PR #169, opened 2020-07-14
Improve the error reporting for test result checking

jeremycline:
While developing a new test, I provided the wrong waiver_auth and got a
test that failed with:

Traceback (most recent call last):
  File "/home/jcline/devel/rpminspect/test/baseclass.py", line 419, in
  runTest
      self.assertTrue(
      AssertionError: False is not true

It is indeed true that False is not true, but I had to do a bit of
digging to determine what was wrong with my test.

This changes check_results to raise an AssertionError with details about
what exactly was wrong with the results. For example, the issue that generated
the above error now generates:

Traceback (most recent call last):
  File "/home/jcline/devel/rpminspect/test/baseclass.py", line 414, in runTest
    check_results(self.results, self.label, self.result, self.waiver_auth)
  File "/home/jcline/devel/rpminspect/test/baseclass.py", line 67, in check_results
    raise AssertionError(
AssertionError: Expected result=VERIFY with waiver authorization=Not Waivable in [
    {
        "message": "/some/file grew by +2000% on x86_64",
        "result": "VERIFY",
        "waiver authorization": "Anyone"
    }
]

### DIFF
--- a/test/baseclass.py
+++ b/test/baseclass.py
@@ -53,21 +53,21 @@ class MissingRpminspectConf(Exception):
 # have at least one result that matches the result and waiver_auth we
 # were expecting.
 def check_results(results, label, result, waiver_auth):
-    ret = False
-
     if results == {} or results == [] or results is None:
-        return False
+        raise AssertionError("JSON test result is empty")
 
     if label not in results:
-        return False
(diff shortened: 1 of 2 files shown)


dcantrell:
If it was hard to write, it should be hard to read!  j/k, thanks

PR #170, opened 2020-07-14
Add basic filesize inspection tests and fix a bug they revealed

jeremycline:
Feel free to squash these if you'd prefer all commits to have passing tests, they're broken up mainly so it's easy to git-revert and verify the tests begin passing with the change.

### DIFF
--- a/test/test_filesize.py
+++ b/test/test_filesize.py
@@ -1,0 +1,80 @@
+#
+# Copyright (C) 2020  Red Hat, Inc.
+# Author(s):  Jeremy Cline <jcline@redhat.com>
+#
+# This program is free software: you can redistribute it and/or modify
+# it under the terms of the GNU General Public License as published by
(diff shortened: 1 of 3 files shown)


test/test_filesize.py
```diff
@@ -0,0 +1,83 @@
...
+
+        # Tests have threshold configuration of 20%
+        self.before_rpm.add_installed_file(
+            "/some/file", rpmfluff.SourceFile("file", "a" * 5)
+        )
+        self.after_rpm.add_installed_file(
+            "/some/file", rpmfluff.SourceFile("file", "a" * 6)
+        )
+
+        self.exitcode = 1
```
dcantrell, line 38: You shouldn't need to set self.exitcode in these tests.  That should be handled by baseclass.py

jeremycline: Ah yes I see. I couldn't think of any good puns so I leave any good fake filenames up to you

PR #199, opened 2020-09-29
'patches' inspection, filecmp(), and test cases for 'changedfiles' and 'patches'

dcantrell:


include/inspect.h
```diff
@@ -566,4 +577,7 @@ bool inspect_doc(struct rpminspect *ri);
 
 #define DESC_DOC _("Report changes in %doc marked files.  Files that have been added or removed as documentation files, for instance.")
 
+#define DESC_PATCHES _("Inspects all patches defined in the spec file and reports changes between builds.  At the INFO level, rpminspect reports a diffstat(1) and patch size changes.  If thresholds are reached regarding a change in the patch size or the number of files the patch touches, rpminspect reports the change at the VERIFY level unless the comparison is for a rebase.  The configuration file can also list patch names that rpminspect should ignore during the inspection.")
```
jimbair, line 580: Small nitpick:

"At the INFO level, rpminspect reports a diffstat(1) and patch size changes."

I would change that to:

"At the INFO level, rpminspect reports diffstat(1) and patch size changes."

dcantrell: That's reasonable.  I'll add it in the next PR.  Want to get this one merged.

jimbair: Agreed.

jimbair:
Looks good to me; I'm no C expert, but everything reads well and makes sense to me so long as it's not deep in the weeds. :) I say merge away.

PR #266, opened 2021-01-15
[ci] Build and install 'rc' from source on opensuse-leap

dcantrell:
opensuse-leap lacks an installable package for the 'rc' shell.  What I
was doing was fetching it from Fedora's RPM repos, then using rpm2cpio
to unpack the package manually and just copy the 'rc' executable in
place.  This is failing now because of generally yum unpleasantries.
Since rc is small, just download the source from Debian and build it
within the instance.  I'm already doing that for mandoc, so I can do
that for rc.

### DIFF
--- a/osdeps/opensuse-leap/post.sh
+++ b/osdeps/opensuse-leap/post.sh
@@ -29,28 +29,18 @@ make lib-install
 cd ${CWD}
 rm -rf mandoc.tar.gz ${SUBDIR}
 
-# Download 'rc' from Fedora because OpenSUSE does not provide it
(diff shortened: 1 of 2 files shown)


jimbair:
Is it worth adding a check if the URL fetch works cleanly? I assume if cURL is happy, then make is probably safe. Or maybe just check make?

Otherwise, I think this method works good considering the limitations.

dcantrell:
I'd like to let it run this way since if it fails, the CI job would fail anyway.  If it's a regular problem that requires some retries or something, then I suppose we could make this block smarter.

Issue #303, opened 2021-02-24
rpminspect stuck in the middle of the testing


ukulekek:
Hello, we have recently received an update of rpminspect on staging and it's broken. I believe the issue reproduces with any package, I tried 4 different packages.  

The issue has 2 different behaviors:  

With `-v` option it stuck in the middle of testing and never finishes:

* _WHAT IS NEEDED_: Of all the lines in the records, how many have the word "doing"? Write only the number.

* _OUTPUT FOR THIS TASK_: 2